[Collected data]
┌──
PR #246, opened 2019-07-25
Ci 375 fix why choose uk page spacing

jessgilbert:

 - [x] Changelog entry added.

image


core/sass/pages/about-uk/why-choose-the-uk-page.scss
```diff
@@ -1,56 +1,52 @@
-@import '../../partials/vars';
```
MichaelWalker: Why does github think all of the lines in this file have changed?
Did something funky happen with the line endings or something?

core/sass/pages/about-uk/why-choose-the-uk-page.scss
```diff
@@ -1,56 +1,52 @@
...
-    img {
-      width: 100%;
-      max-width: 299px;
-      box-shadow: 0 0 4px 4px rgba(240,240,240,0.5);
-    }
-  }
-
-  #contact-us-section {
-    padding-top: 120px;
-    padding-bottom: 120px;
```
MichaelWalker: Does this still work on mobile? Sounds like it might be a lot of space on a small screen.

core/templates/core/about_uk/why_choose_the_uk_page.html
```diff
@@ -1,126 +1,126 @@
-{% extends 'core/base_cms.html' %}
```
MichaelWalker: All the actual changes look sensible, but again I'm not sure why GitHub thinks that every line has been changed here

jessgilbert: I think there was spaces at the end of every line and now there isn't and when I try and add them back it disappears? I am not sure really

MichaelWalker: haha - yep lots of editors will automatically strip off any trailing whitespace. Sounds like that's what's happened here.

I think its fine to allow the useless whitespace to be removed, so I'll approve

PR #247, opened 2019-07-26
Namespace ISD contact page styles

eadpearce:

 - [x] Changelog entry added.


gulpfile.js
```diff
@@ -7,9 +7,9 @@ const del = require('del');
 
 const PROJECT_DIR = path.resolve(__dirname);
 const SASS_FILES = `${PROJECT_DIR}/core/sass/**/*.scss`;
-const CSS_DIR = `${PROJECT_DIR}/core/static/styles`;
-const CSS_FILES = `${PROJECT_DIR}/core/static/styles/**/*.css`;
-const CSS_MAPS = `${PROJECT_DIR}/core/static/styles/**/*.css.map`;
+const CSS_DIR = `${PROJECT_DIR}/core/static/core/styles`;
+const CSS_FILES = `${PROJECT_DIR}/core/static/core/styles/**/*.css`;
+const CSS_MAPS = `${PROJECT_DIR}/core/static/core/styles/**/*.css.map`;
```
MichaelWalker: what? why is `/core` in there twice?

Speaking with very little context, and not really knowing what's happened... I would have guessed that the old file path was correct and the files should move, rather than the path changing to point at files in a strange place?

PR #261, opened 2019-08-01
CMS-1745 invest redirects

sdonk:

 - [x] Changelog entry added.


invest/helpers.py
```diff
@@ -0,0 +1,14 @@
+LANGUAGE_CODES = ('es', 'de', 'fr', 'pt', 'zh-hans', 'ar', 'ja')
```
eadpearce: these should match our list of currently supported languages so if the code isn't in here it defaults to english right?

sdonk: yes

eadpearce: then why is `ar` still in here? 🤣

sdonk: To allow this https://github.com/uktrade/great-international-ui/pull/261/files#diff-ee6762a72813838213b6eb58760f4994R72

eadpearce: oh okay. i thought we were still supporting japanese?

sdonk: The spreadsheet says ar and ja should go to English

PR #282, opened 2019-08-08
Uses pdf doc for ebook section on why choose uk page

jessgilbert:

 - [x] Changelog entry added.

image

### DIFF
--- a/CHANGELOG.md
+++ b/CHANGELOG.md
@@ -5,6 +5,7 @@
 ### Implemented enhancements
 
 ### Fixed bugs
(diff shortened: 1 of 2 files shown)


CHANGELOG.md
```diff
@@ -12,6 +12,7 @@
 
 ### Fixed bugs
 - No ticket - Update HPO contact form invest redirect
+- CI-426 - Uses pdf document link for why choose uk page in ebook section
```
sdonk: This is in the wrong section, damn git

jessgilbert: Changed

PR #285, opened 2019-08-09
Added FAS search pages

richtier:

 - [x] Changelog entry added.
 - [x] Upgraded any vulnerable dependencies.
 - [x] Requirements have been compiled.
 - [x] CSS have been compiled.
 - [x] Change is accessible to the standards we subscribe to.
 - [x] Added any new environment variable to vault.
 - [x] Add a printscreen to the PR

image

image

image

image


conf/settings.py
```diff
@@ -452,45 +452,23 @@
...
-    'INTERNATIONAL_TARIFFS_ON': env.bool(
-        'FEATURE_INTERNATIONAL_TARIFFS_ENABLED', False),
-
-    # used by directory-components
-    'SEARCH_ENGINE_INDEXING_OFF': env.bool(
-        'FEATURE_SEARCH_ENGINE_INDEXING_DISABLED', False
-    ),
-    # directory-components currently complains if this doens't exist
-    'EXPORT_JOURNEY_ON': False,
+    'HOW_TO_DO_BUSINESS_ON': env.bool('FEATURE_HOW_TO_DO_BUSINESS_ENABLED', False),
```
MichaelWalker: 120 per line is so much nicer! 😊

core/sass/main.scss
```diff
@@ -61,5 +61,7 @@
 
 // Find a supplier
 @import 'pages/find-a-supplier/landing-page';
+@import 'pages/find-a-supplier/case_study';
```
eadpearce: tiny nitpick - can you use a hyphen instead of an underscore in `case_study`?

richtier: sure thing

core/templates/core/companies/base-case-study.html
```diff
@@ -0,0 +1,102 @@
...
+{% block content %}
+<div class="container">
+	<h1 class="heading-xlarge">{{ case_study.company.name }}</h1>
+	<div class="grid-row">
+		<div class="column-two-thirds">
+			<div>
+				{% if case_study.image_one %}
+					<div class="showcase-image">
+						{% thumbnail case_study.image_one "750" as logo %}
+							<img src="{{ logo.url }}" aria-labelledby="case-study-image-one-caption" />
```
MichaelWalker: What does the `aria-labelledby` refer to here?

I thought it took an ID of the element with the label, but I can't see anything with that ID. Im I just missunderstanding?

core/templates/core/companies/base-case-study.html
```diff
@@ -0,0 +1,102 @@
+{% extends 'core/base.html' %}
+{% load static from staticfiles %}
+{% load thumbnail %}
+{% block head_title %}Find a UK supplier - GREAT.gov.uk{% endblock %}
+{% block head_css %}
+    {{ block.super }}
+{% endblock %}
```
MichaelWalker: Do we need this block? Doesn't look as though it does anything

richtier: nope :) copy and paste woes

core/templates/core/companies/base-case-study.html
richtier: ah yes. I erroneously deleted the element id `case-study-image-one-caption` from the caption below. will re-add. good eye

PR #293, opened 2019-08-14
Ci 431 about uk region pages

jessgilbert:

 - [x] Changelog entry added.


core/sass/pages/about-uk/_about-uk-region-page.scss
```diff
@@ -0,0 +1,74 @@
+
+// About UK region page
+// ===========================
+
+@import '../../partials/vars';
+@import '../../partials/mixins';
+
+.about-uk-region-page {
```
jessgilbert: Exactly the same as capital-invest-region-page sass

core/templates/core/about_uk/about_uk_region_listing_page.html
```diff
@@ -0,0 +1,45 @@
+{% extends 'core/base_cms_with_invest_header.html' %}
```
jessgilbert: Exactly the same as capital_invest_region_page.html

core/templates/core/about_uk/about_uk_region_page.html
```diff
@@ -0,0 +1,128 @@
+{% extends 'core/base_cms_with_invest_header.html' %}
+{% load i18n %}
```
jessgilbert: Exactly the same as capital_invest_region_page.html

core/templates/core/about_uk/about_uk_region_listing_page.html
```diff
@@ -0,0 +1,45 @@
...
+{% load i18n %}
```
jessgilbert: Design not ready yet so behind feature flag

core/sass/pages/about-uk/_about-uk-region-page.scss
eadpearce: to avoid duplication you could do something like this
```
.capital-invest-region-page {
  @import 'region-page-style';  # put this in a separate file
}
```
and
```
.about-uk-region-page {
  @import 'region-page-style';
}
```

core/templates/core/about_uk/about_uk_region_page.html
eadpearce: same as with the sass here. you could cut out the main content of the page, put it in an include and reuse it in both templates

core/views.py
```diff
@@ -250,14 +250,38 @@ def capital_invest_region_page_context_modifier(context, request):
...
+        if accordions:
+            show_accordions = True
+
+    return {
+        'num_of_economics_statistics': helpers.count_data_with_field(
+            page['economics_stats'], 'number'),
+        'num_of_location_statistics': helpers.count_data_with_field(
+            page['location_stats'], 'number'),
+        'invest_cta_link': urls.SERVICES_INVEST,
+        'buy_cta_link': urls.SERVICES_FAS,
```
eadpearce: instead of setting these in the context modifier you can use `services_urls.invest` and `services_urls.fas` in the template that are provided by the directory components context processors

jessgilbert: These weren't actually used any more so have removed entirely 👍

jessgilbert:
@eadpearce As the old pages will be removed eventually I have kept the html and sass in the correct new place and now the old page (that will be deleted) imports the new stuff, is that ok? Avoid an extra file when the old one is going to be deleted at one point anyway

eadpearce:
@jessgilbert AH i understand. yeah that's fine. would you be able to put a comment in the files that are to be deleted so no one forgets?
└──
┌──
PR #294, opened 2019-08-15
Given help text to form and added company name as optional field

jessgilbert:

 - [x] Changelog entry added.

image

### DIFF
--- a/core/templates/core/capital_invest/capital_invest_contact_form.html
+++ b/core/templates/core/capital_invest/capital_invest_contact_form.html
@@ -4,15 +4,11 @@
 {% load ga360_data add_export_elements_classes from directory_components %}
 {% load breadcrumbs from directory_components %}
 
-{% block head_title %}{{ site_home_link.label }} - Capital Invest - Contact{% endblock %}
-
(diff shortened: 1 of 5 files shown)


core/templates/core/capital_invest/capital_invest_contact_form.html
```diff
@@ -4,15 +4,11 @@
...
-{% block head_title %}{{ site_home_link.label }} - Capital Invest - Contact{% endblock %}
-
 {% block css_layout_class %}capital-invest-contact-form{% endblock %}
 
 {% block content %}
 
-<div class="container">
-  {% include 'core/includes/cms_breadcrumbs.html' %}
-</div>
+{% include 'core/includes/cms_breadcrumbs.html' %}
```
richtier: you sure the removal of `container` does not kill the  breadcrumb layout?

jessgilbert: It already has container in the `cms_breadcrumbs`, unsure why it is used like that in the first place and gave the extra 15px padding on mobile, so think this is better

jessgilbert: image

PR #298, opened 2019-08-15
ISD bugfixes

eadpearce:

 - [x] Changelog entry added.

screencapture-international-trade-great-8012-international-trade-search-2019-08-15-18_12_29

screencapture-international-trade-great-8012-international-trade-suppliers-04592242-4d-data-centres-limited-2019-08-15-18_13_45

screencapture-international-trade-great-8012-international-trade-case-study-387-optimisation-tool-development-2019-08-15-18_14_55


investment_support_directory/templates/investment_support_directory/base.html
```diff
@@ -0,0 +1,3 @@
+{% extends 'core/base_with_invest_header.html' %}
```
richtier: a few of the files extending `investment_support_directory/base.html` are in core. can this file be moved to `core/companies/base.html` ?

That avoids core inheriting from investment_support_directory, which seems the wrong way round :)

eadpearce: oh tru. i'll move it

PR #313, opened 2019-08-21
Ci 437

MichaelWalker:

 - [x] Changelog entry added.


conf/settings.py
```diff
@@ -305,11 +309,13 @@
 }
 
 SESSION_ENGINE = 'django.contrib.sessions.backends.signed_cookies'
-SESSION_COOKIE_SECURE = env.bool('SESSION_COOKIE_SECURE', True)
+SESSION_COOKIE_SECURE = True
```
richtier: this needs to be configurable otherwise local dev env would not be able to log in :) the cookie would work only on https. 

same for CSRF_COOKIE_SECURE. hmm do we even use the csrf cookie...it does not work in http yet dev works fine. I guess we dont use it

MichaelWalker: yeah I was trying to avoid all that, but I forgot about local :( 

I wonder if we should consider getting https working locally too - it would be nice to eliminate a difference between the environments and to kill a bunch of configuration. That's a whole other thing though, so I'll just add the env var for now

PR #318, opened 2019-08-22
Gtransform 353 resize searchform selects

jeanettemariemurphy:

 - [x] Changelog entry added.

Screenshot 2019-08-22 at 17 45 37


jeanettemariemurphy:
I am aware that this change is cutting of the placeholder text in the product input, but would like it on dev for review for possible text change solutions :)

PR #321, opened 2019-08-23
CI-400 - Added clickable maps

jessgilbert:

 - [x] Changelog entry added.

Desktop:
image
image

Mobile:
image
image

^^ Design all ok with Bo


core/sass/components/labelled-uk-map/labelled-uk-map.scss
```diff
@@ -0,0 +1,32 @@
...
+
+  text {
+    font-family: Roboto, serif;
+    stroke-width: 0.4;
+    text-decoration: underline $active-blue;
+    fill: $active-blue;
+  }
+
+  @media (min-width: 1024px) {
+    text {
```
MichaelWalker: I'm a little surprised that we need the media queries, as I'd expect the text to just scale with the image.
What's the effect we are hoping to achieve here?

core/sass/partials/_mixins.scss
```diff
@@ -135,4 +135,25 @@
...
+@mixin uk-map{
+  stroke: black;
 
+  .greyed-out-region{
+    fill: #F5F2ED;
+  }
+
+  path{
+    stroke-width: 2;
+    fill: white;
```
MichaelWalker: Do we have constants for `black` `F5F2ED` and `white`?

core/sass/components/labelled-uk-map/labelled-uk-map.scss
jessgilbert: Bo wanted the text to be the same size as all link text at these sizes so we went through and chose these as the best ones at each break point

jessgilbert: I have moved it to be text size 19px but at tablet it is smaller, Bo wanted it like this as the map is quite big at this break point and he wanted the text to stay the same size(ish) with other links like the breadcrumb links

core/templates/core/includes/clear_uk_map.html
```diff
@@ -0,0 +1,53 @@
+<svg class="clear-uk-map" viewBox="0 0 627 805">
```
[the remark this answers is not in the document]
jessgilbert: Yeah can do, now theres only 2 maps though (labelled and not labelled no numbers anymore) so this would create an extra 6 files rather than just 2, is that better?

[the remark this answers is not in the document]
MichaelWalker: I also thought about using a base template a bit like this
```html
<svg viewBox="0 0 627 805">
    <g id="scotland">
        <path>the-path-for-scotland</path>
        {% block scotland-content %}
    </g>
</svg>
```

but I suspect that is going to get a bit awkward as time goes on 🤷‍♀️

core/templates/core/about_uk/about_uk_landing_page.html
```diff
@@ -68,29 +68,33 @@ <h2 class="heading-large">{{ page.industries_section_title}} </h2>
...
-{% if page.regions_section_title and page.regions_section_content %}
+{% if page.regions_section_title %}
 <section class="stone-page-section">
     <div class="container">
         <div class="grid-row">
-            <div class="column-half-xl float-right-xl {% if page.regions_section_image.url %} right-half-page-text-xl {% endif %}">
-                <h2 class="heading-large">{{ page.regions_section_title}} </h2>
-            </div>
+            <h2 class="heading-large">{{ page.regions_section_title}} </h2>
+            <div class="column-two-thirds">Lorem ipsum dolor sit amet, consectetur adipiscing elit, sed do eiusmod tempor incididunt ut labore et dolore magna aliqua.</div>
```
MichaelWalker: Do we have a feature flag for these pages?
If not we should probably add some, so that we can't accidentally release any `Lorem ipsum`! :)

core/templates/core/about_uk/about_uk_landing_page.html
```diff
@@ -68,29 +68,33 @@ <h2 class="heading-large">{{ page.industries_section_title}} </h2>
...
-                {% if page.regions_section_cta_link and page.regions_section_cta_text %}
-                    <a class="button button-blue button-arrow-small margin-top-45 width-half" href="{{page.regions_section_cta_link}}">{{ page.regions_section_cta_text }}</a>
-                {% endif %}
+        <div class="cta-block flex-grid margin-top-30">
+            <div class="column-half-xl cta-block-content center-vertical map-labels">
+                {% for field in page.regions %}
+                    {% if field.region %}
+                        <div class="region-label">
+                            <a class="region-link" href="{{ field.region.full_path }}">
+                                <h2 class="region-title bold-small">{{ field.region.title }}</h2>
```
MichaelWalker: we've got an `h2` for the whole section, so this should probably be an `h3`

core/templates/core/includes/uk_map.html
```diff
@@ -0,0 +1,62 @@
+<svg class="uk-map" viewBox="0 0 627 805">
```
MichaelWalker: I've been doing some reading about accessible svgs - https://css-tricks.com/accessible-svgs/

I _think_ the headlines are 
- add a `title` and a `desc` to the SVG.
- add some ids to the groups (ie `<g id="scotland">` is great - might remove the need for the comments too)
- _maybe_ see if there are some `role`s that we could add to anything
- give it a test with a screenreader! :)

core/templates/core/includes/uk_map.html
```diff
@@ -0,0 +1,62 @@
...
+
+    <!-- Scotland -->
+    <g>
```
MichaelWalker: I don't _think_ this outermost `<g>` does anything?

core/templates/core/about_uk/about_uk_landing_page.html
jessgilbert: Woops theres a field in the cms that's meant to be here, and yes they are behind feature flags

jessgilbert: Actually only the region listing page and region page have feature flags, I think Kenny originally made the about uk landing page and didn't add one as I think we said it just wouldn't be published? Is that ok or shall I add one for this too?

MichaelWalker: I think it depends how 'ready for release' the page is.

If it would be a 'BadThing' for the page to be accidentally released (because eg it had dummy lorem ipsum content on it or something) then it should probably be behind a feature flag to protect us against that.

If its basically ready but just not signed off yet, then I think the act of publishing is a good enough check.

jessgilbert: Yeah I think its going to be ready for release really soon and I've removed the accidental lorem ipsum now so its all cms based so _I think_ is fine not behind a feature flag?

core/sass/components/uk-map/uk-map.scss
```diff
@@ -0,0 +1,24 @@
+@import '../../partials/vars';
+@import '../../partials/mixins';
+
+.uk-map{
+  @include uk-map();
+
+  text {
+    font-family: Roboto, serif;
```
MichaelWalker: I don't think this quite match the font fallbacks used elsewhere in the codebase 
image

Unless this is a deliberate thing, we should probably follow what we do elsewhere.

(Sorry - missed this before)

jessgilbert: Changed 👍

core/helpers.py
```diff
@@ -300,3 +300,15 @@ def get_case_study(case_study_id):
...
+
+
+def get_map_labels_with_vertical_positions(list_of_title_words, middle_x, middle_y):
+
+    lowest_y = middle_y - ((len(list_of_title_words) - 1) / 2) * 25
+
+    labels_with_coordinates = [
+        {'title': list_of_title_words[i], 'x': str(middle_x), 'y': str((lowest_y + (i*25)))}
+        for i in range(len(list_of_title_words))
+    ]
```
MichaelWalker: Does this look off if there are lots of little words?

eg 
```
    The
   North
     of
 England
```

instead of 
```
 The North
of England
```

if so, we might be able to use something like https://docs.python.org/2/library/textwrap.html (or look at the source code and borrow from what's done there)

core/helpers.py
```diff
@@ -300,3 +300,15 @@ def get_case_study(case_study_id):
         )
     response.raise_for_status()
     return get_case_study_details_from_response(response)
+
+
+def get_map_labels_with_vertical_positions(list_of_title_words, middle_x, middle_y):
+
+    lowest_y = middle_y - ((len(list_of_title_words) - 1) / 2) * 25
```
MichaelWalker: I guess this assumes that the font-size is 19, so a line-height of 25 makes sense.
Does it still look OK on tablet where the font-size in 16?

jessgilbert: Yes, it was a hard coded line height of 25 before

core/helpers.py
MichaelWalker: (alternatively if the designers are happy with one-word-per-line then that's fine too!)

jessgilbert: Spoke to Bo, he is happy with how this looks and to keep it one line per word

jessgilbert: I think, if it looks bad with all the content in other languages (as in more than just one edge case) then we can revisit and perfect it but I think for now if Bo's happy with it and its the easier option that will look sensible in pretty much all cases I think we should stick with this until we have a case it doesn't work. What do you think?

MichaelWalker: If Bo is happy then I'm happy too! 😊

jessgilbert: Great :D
└──
Task instructions — In the records above, how many lines include the string "elsewhere"? Answer with only the number.

Exercise response — 2